The NFL scouting combine is happening this week in Indianapolis, and it's my favorite part of February. This is not because I find the combine particularly riveting. It's because it's February.
I mean, something's gotta break up the monotony, right?
The combine is just the ticket, because it provides endless opportunities for mirth for those of us who find the NFL's obsession with minutiae weird and hilarious. And the combine is a veritable minutiae-fest.
It's an entire week of weighing top-end prospects and looking at them in their underwear and interviewing them ("If you were a tree, what kind of tree would you be?"). It's seven days of watching them lift and run 40s and measuring their verts, which is combine-speak for "vertical leap." The various NFL teams poke and prod and measure and check under the hood of psyches, and the only thing they don't do is determine whether or not a guy can actually play.
The best part, though, happens tomorrow through Sunday.
That's when the various position groups do their on-field workouts, or at least some of them do. More and more prospects are opting out of that part of it, preferring to wait until their respective schools' Pro Days. This generally includes most of the quarterbacks and some wide receivers and running backs, but not always.
And then there's the Sunday workout group. Which might or might not be the NFL saving the best for last.
Sunday, see, is when they roll out the big boys,, aka the offensive linemen. Great blocks of humanity line shorts and T-shirts line up and run 40s. They run shuttles. They leap tall buildings in a single bound.
Well, OK. So probably not.
What's hilarious about this, to me anyway, is watching these tanks do stuff that has nothing to do with an OL's skill set. Running 40s, really? When does an offensive lineman run 40 yards in one burst?

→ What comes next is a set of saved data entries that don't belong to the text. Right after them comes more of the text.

PR #1293, opened 2019-11-28
Added support for the Kappa language.

hmedina:
Kappa is a rule transformation language for simulating biochemical signaling cascades. The tokens used in other languages were not suitable for Kappa, so I created new ones. This necessitated a new style-sheet, for which two are presented.

If it would be desirable to declare the tokens elsewhere, please advise.

[this PR is taking up where the old mercurial PR-811 left off]

### DIFF
--- a/AUTHORS
+++ b/AUTHORS
@@ -133,6 +133,7 @@ Other contributors, listed alphabetically, are:
 * Brian McKenna -- F# lexer
 * Charles McLaughlin -- Puppet lexer
 * Kurt McKee -- Tera Term macro lexer
+* Hector Medina -- Kappa lexer and styles
 * Lukas Meuser -- BBCode formatter, Lua lexer
 * Cat Miller -- Pig lexer
 * Paul Miller -- LiveScript lexer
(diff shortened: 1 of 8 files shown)


birkenfeld:
Hmm, not using the standard tokens is a no-go, I'm afraid. I really don't want the multitude of tokens to expand further, and have different styles that are only usable with one lexer.

If you can't use the standard types, I think you're better off with keeping this as a 3rd party package.

hmedina:
I see. I'll repackage this as a plugin so the idiosyncrasies are kept at bay. On that note, the links on the Pygments documentation are broken, specifically those on https://pygments.org/docs/plugins/ pointing to the documentation for setup tools; they're no longer hosted at peak[dot]telecommunity[dot]com.

A MWE would be most welcome on that page, as even the entry-point ini-style labeling within triple-quoted strings is buried in the setup tools docs.

birkenfeld:
Thanks for the pointer, I'll make necessary updates to the page and include examples.

PR #1295, opened 2019-11-28
Added ThingsDB Language support

birkenfeld:
Ported from https://bitbucket.org/birkenfeld/pygments-main/pull-requests/839


Anteru:
@birkenfeld Anything else we need to do here?

PR #1299, opened 2019-11-28
Fixed split lines errors; moved contract keywords to a separate categ…

birkenfeld:
…ory; added a rule for triggers.

Ported from https://bitbucket.org/birkenfeld/pygments-main/pull-requests/758


birkenfeld:
@aterga thanks for the PR!

PR #1303, opened 2019-11-28
Update C and C++ lexers to support more literal formats

birkenfeld:
Ported from https://bitbucket.org/birkenfeld/pygments-main/pull-requests/723


Anteru:
Latest master supports hexadecimal float literals, closing.

mosra:
Hi @Anteru, sorry for commenting on a long-closed PR, but these patches added much more than just hex float literals. In particular it added support for arbitrary C++11 user-defined literals (say, `123.0_foo`).

The C++ lexer code probably changed significantly since then so the old patch would probably not apply anymore, nevertheless would it be possible to integrate the rest? Thank you :)

It would also resolve issues like https://github.com/pygments/pygments/issues/1847.

PR #1310, opened 2019-11-28
This commit adds a lexer for linux kernel logs as outputted by `dmesg`

birkenfeld:
It supports output from `dmesg`, in that case it highlights based on
keywords in the line

It can also highlight `dmesg -x` output. In that case it uses the
loglevels from the kernel to highlight the lines.

Ported from https://bitbucket.org/birkenfeld/pygments-main/pull-requests/815


pygments/lexers/textfmts.py
```diff
@@ -380,3 +380,52 @@ def analyse_text(text):
...
+            include('base'),
+            (r'.+\n', Comment, '#pop')
+        ],
+        'info': [
+            include('base'),
+            (r'.+\n', Text, '#pop')
+        ],
+        'warn': [
+            include('base'),
+            (r'.+', Generic.Strong, '#pop')
```
Anteru: Why does this not use `\n` at the end like the other categories?

birkenfeld: Looks like an oversight...

PR #1313, opened 2019-11-28
Address issue 829: highlight `self` and `parent` as classes, and func…

birkenfeld:
…tion-calls as functions

Ported from https://bitbucket.org/birkenfeld/pygments-main/pull-requests/661


birkenfeld:
This is maybe somewhat inconsistently used, but the original intent was for `Name.Class` and `Name.Function` to be used only at the *definition* sites, and as a result the highlighting for those tends to be kind of heavy in styles...

Anteru:
Rebased this on master, fixed the tests. I see no harm in merging this, it just changes `Name.Builtin` to `Name.Function` in a bunch of places.

PR #1314, opened 2019-11-28
[Scala] Fix #972: Resurrect patch from bug tracker

### LINKED ISSUE #972: Scala lexer incorrectly highlights code containing type parameters
(Original issue 1265 created by acieroid on 2016-07-26T14:21:37.111928+00:00)

See the following fragment: http://pygments.org/demo/5862224/ (repeated below for completeness)
Code appearing after a trait definition with a type parameter is incorrectly highlighted.

```
#!scala


// Incorrect highlighting (on `case`)
trait Foo[A]
case class Foo1(x: A) extends Foo
// Correct highlighting
case class Foo2(x: A) extends Foo

// Incorrect highlighting (on `extends`)
trait Bar[A] extends Foo[A]
// Correct highlighting
trait Bar extends Foo
```

Blaisorblade:
Issue: Scala lexer incorrectly highlights code containing type parameters.

This is the patch from https://github.com/pygments/pygments/issues/972#issuecomment-526852069, tested by
https://github.com/pygments/pygments/issues/972#issuecomment-526852076.

### DIFF
--- a/pygments/lexers/jvm.py
+++ b/pygments/lexers/jvm.py
@@ -271,8 +271,7 @@ class ScalaLexer(RegexLexer):
             # method names
             (r'(class|trait|object)(\s+)', bygroups(Keyword, Text), 'class'),
             (r'[^\S\n]+', Text),
-            (r'//.*?\n', Comment.Single),
-            (r'/\*', Comment.Multiline, 'comment'),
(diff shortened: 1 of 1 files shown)


birkenfeld:
merged as part of #1314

Don't know about you, but I don't want to know how fast an offensive lineman runs the 40. I want to know how fast he runs the 5. Seems to me that would be a more accurate read of how quickly he gets off the ball.
I also don't really need to know an OL's hang time. This may be a failure of imagination on my part, because I can't really see a bunch of NFL scouts standing around ooh-ing and aah-ing at 350-pound Marvin "Bridge Abutment" Clampett's jumping ability.
GOOD LORD! A 35-INCH vert! We could put him at tight end down on the goal line! And think how awesome he'll be on the jump ball when the NFL replaces the onside kick with that!
Even more exciting, no doubt, is hearing Bridge Abutment's answer to the tree question.
"I'd be an African baobab tree," quoth Bridge Abutment.
And well-traveled, too! Sign him, boys.